▶ Problem to solve:
Every line in the entries where "changes" is found should be copied.

▶ Material to process:
═══
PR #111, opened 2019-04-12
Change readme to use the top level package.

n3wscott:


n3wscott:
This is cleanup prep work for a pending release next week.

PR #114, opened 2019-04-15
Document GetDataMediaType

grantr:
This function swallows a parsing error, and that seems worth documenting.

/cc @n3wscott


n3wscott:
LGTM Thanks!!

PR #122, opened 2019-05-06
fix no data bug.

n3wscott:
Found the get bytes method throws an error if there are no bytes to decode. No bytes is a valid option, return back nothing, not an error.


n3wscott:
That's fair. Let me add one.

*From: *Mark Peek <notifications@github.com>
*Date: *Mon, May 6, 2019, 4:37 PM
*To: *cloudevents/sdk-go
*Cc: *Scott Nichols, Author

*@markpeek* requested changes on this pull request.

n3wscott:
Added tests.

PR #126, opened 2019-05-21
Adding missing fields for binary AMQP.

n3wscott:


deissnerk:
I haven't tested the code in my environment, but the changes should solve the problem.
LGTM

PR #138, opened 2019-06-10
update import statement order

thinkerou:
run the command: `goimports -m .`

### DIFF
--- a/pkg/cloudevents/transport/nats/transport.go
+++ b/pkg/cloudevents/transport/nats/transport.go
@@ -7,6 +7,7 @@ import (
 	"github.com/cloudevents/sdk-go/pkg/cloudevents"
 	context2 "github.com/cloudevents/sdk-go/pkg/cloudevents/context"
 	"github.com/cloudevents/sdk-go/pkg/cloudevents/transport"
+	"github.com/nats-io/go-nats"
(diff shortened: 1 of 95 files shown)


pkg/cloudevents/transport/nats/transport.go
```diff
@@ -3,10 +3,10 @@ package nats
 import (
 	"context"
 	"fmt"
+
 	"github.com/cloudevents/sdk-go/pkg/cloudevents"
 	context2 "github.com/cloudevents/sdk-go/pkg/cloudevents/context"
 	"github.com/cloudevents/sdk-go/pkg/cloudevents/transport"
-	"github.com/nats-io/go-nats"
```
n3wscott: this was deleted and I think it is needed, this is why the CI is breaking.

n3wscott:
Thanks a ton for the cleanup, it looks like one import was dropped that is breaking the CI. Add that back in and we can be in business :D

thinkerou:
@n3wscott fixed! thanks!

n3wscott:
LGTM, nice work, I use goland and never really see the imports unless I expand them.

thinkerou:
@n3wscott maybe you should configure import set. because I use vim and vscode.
═══
▶ Exercise solution:
*@markpeek* requested changes on this pull request.
I haven't tested the code in my environment, but the changes should solve the problem.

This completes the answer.